PRENTICE: What can a district health board do, as opposed to a municipality or a school board? Do you make recommendations? Or can you supersede counties, cities or school boards?
EPPERLY: Yeah, that's a great question. Typically, the health districts want to work as collaborative partners with entities in their jurisdictions. In our case, the four-county area of Ada, Elmore, Valley and Boise counties, we want to work with people. In the example of school districts, the State Board of Education made it clear that they wanted jurisdictional authority by the school districts to make the final call; and we would give them data. So, in our role with schools, we make recommendations. I would just remind the community that for us to be in the Red Zone for schools, that's 20 cases per hundred thousand. But we're now at 80 cases per hundred thousand. We're 400 percent higher in terms of case counts above that minimum threshold. So that's why the Central District Health Board made a strong advisory recommendation to the community just recently about activities. We do have the authority to close down things. You saw this when we moved back to a Stage 3 earlier in the year. We closed down bars and nightclubs that we knew had known cases, from tracking. And so, we do have the authority to close down things if there are known violations. So, it does have the authority to supersede, and set advisories. The approach that we would like to take is collaborative. Let's advise. Let's work together. Let's make, as partners, better outcomes. But in the absence of those happening or in the absence of enforcement, then the Central District Health Department can make orders that would be binding. Of course, the question then is: Who enforces that? The public health department isn't an enforcement agency. So, we've got to have cooperation on the part of public law enforcement to carry out those orders, if indeed.

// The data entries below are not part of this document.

PR #2392, opened 2024-07-26
fix(docs): Fix toggle layer docs

caksoylar:
The example here was malformed and a bit weird with the extra `#define` etc. I thought I'd fix that, then decided that the example wasn't actually useful here and it was inconsistent with the rest of the page.

Also included a couple tweaks to other behavior descriptions to make them more technically correct.

### DIFF
--- a/docs/docs/behaviors/layers.md
+++ b/docs/docs/behaviors/layers.md
@@ -33,7 +33,7 @@ again.
 ### Behavior Binding
 
 - Reference: `&mo`
-- Parameter: The layer number to enable/disable, e.g. `1`
+- Parameter: The layer number to enable while held, e.g. `1`
 
 Example:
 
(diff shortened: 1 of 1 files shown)


docs/docs/behaviors/layers.md
```diff
@@ -99,7 +99,7 @@ Example:
 
 ## Toggle Layer
 
-The "toggle layer" behavior enables a layer until the layer is manually disabled.
+The "toggle layer" behavior enables a layer if it is currently disabled, or disables it if enabled.
```
Nick-Munnich, line 102: Do you know what happens if you `&tog` off a layer that is active due to an `&mo`? This reads to me as though it would disable the layer, while the original reads as if it would do nothing (though it is much less clear in that version)

caksoylar: I am 90% sure that it will deactivate the momentary layer, since they all use the same on/off functions. But it might be nice to double check, I'll report later.

caksoylar: I confirmed that tapping `&tog X` turns off `&mo X` even while the latter is held, so that's consistent with my understanding.

Nick-Munnich (approved):

PR #2396, opened 2024-07-31
feat(modularisation/docs) New hardware metadata version

### LINKED ISSUE #453: Towards a modular ZMK
Fellow developers, thank you for your patience.  The modular proof-of-concept (PoC) is ready for evaluation.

PRENTICE: And indeed, we have seen such action in the City of Boise. The mayor recently said, “Yes, we're in a position to enforce.”
EPPERLY: Absolutely. And quite frankly, I applaud that decision. Why? Because this is serious. I contend, as a physician of forty-four years of practice, that we still haven't taken this virus as seriously as we need to, because we haven't been sick enough yet as a public. That's changing… more and more cases, record high cases, record high numbers of deaths, record high numbers of hospitalizations and ICU admissions. We are going to get sicker as a community. And so, I absolutely support what the mayor did, in terms of taking further steps now to try to turn this off. It's only going to get worse through the holidays…New Year's and Christmas. Weather is colder. People are inside. Holidays are happening. If we do not get on top of this now, come late December, come January, come February, before the vaccine is out, we're going to have numbers that may be double or triple what we're seeing now.
PRENTICE: He is Dr. Ted Epperly, President and CEO of the Family Residency of Idaho. Dr. Epperly, as always, thank you so much. Take care.
EPPERLY: Hey, listen, I've got something for you: Stay positive and test negative, George.